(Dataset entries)

PR #786, opened 2021-03-15
Switch to static API

tomvanmele:


tomvanmele:
this replaces the `pylance` PR. it had gotten a bit messy and the original idea there was to switch to stubs, but this actually addresses a separate issue since switching to a static API already addresses the problem of Pylance not being able to find stuff...

tomvanmele:
@yck011522

tomvanmele:
@duchaoyu

src/compas/numerical/__init__.py
```diff
@@ -88,25 +88,103 @@
...
+        'stiffness_matrix',
+        'equilibrium_matrix',
+        'grad',
+        'div',
+        'curl',
+        'float_formatter',
+        'set_array_print_precision',
+        'unset_array_print_precision',
+    ]
+    __all__ += [
```
Licini: small thing... why is this not one list?

Licini (approved):
Wow that was a hell lot of refactoring.... Just curious did you do all of these manually or used some sort of tool??

CHANGELOG.md
```diff
@@ -9,6 +9,7 @@ and this project adheres to [Semantic Versioning](https://semver.org/spec/v2.0.0
 ## Unreleased
 
 ### Added
+
```
gonzalocasas, line 12: This one is big enough to deserve a line here, like `Make Pylance happy` ;)

src/compas/datastructures/mesh/planarisation_numpy.py
```diff
@@ -1,128 +0,0 @@
...
-from compas.utilities import window
-
-
-__all__ = [
-    'mesh_flatness',
-    'mesh_planarize_faces',
-]
-
-
-def mesh_flatness(mesh, maxdev=1.0):
```
gonzalocasas, line 20: I'm not sure here... these two functions in this file are deleted, but still in the imports, so, I guess they are somewhere else and this was duplicated?

src/compas/datastructures/network/planarity.py
```diff
@@ -27,18 +27,9 @@
     'network_is_planar',
     'network_is_planar_embedding',
     'network_embed_in_plane',
-
-    'network_embed_in_plane_proxy',
 ]
 
 
-def network_embed_in_plane_proxy(data, fixed=None, straightline=True):
```
gonzalocasas: Removing this function would make it a breaking change, unless this is duplicated and also provided by some other file? Otherwise I would suggest to add it back.

src/compas/datastructures/network/planarity_.py
```diff
@@ -1,326 +0,0 @@
-from __future__ import print_function
```
gonzalocasas, line 1: Same comment on this file, the file is deleted, but the functions are still listed on the API, so, are they coming from somewhere else?

src/compas/files/__init__.py
```diff
@@ -97,19 +97,26 @@
...
-from .off import *  # noqa: F401 F403
-from .ply import *  # noqa: F401 F403
-from .stl import *  # noqa: F401 F403
-from .urdf import *  # noqa: F401 F403
-from .xml import *  # noqa: F401 F403
-
-__all__ = [name for name in dir() if not name.startswith('_')]
+
+from .dxf import DXF, DXFReader, DXFParser
+from .gltf import GLTF, GLTFContent, GLTFExporter, GLTFMesh, GLTFParser, GLTFReader
```
gonzalocasas: don't we have `force_single_line` for imports? What I did for RRC was to do `isort: skip_file` for the `__init__` because I like the grid import style (which you used on `__init__` as well), but then everything else is single-line imports

src/compas/geometry/__init__.py
```diff
@@ -444,30 +444,666 @@
...
-from .pointclouds import *  # noqa: F401 F403
-from .quadmesh import *  # noqa: F401 F403
-from .triangulation import *  # noqa: F401 F403
-from .trimesh import *  # noqa: F401 F403
-
-
-__all__ = [name for name in dir() if not name.startswith('_')]
+import compas
+
+from ._core import (
```
gonzalocasas, line 449: style question: multiple grid imports from the same package for grouping, or a single grid import with interspersed comments?

src/compas/robots/__init__.py
```diff
@@ -113,12 +113,54 @@
...
+from .model import (
+    Geometry, Box, Cylinder, Sphere, Capsule, MeshDescriptor,
+    Color, Texture, Material, Origin
+)
+from .model import (
+    Joint, ParentLink, ChildLink, Calibration, Dynamics,
+    Limit, Axis, Mimic, SafetyController
+)
+from .model import Link, Inertial, Visual, Collision, Mass, Inertia
+from .model import RobotModel, ToolModel
```
gonzalocasas: here I'd go for a consistently single grid import from `.model`

src/compas/robots/__init__.py
```diff
@@ -113,12 +113,54 @@
...
+
+from .resources import AbstractMeshLoader, DefaultMeshLoader, LocalPackageMeshLoader
+from .resources import GithubPackageMeshLoader
```
gonzalocasas: and here as well...  in general, my vote goes for grid imports on every `__init__.py`

src/compas/topology/__init__.py
```diff
@@ -58,21 +58,48 @@
...
+    dijkstra_distances,
+    dijkstra_path
+)
+from .combinatorics import vertex_coloring, connected_components
+from .orientation import face_adjacency, unify_cycles
+from .connectivity import adjacency_from_edges
 
 if compas.IPY:
-    from .orientation_rhino import *  # noqa: F401 F403
+    from .orientation_rhino import face_adjacency_rhino, unify_cycles_rhino
```
gonzalocasas: not to change on this PR, but orientation_rhino should move to `compas_rhino` at some point

gonzalocasas (approved):
Other than one comment about a breaking change that I think we should revert, everything else looks good to me. Although, it's a very big change and very hard to be sure we're not breaking stuff.

My only other comment would be to settle on a defined style for the `__init__` long imports, for which I would suggest the grid import (basically what `isort` calls the `Pycharm` profile).

gonzalocasas:
@yck011522 if you work off of source code, would you have time to give this a try and see if nothing breaks on your end?

src/compas/datastructures/mesh/planarisation_numpy.py
tomvanmele: they are in `planarisation.py`. the numpy version was just a duplicate that was never updated to be based on numpy... so this doesn't break anything afaik...

src/compas/datastructures/network/planarity_.py
tomvanmele: yes they are in `planarity.py`. the file was just still on my system and therefore in the PR...

src/compas/datastructures/network/planarity.py
tomvanmele: sure i can put it back, but this `proxy` version of functions is just a left over from old code...

src/compas/robots/__init__.py
tomvanmele: by grid imports you mean in brackets and one per line?

src/compas/topology/__init__.py
tomvanmele: not sure if i agree. in my opinion it is like a `numpy` backend alternative but just with `rhino`...

src/compas/robots/__init__.py
gonzalocasas: Yep, exactly

src/compas/topology/__init__.py
gonzalocasas: But we should handle it with plugins, same as we do for booleans in which the operations are provided by compas_rhino when inside of it, otherwise they can be numpy-based

tomvanmele:
> Wow that was a hell lot of refactoring.... Just curious did you do all of these manually or used some sort of tool??

manually :)

src/compas/numerical/__init__.py
tomvanmele: no reason. was easier to keep things organised while moving stuff around. will combine...

src/compas/geometry/__init__.py
tomvanmele: maybe the latter

src/compas/topology/__init__.py
tomvanmele: okay so the pluggable is in the core lib in `topology` but the rhino plugin is in `compas_rhino`?

gonzalocasas: yep!

yck011522:
> @yck011522 if you work off of source code, would you have time to give this a try and see if nothing breaks on your end?

I would love to, I just couldn't do it this week. Static API sounds amazing.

Exercise brief.
Each line above must be retyped exactly in the response.

Task solution.
PR #786, opened 2021-03-15
Switch to static API

tomvanmele:


tomvanmele:
this replaces the `pylance` PR. it had gotten a bit messy and the original idea there was to switch to stubs, but this actually addresses a separate issue since switching to a static API already addresses the problem of Pylance not being able to find stuff...

tomvanmele:
@yck011522

tomvanmele:
@duchaoyu

src/compas/numerical/__init__.py
```diff
@@ -88,25 +88,103 @@
...
+        'stiffness_matrix',
+        'equilibrium_matrix',
+        'grad',
+        'div',
+        'curl',
+        'float_formatter',
+        'set_array_print_precision',
+        'unset_array_print_precision',
+    ]
+    __all__ += [
```
Licini: small thing... why is this not one list?

Licini (approved):
Wow that was a hell lot of refactoring.... Just curious did you do all of these manually or used some sort of tool??

CHANGELOG.md
```diff
@@ -9,6 +9,7 @@ and this project adheres to [Semantic Versioning](https://semver.org/spec/v2.0.0
 ## Unreleased
 
 ### Added
+
```
gonzalocasas, line 12: This one is big enough to deserve a line here, like `Make Pylance happy` ;)

src/compas/datastructures/mesh/planarisation_numpy.py
```diff
@@ -1,128 +0,0 @@
...
-from compas.utilities import window
-
-
-__all__ = [
-    'mesh_flatness',
-    'mesh_planarize_faces',
-]
-
-
-def mesh_flatness(mesh, maxdev=1.0):
```
gonzalocasas, line 20: I'm not sure here... these two functions in this file are deleted, but still in the imports, so, I guess they are somewhere else and this was duplicated?

src/compas/datastructures/network/planarity.py
```diff
@@ -27,18 +27,9 @@
     'network_is_planar',
     'network_is_planar_embedding',
     'network_embed_in_plane',
-
-    'network_embed_in_plane_proxy',
 ]
 
 
-def network_embed_in_plane_proxy(data, fixed=None, straightline=True):
```
gonzalocasas: Removing this function would make it a breaking change, unless this is duplicated and also provided by some other file? Otherwise I would suggest to add it back.

src/compas/datastructures/network/planarity_.py
```diff
@@ -1,326 +0,0 @@
-from __future__ import print_function
```
gonzalocasas, line 1: Same comment on this file, the file is deleted, but the functions are still listed on the API, so, are they coming from somewhere else?

src/compas/files/__init__.py
```diff
@@ -97,19 +97,26 @@
...
-from .off import *  # noqa: F401 F403
-from .ply import *  # noqa: F401 F403
-from .stl import *  # noqa: F401 F403
-from .urdf import *  # noqa: F401 F403
-from .xml import *  # noqa: F401 F403
-
-__all__ = [name for name in dir() if not name.startswith('_')]
+
+from .dxf import DXF, DXFReader, DXFParser
+from .gltf import GLTF, GLTFContent, GLTFExporter, GLTFMesh, GLTFParser, GLTFReader
```
gonzalocasas: don't we have `force_single_line` for imports? What I did for RRC was to do `isort: skip_file` for the `__init__` because I like the grid import style (which you used on `__init__` as well), but then everything else is single-line imports

src/compas/geometry/__init__.py
```diff
@@ -444,30 +444,666 @@
...
-from .pointclouds import *  # noqa: F401 F403
-from .quadmesh import *  # noqa: F401 F403
-from .triangulation import *  # noqa: F401 F403
-from .trimesh import *  # noqa: F401 F403
-
-
-__all__ = [name for name in dir() if not name.startswith('_')]
+import compas
+
+from ._core import (
```
gonzalocasas, line 449: style question: multiple grid imports from the same package for grouping, or a single grid import with interspersed comments?

src/compas/robots/__init__.py
```diff
@@ -113,12 +113,54 @@
...
+from .model import (
+    Geometry, Box, Cylinder, Sphere, Capsule, MeshDescriptor,
+    Color, Texture, Material, Origin
+)
+from .model import (
+    Joint, ParentLink, ChildLink, Calibration, Dynamics,
+    Limit, Axis, Mimic, SafetyController
+)
+from .model import Link, Inertial, Visual, Collision, Mass, Inertia
+from .model import RobotModel, ToolModel
```
gonzalocasas: here I'd go for a consistently single grid import from `.model`

src/compas/robots/__init__.py
```diff
@@ -113,12 +113,54 @@
...
+
+from .resources import AbstractMeshLoader, DefaultMeshLoader, LocalPackageMeshLoader
+from .resources import GithubPackageMeshLoader
```
gonzalocasas: and here as well...  in general, my vote goes for grid imports on every `__init__.py`

src/compas/topology/__init__.py
```diff
@@ -58,21 +58,48 @@
...
+    dijkstra_distances,
+    dijkstra_path
+)
+from .combinatorics import vertex_coloring, connected_components
+from .orientation import face_adjacency, unify_cycles
+from .connectivity import adjacency_from_edges
 
 if compas.IPY:
-    from .orientation_rhino import *  # noqa: F401 F403
+    from .orientation_rhino import face_adjacency_rhino, unify_cycles_rhino
```
gonzalocasas: not to change on this PR, but orientation_rhino should move to `compas_rhino` at some point

gonzalocasas (approved):
Other than one comment about a breaking change that I think we should revert, everything else looks good to me. Although, it's a very big change and very hard to be sure we're not breaking stuff.

My only other comment would be to settle on a defined style for the `__init__` long imports, for which I would suggest the grid import (basically what `isort` calls the `Pycharm` profile).

gonzalocasas:
@yck011522 if you work off of source code, would you have time to give this a try and see if nothing breaks on your end?

src/compas/datastructures/mesh/planarisation_numpy.py
tomvanmele: they are in `planarisation.py`. the numpy version was just a duplicate that was never updated to be based on numpy... so this doesn't break anything afaik...

src/compas/datastructures/network/planarity_.py
tomvanmele: yes they are in `planarity.py`. the file was just still on my system and therefore in the PR...

src/compas/datastructures/network/planarity.py
tomvanmele: sure i can put it back, but this `proxy` version of functions is just a left over from old code...

src/compas/robots/__init__.py
tomvanmele: by grid imports you mean in brackets and one per line?

src/compas/topology/__init__.py
tomvanmele: not sure if i agree. in my opinion it is like a `numpy` backend alternative but just with `rhino`...

src/compas/robots/__init__.py
gonzalocasas: Yep, exactly

src/compas/topology/__init__.py
gonzalocasas: But we should handle it with plugins, same as we do for booleans in which the operations are provided by compas_rhino when inside of it, otherwise they can be numpy-based

tomvanmele:
> Wow that was a hell lot of refactoring.... Just curious did you do all of these manually or used some sort of tool??

manually :)

src/compas/numerical/__init__.py
tomvanmele: no reason. was easier to keep things organised while moving stuff around. will combine...

src/compas/geometry/__init__.py
tomvanmele: maybe the latter

src/compas/topology/__init__.py
tomvanmele: okay so the pluggable is in the core lib in `topology` but the rhino plugin is in `compas_rhino`?

gonzalocasas: yep!

yck011522:
> @yck011522 if you work off of source code, would you have time to give this a try and see if nothing breaks on your end?

I would love to, I just couldn't do it this week. Static API sounds amazing.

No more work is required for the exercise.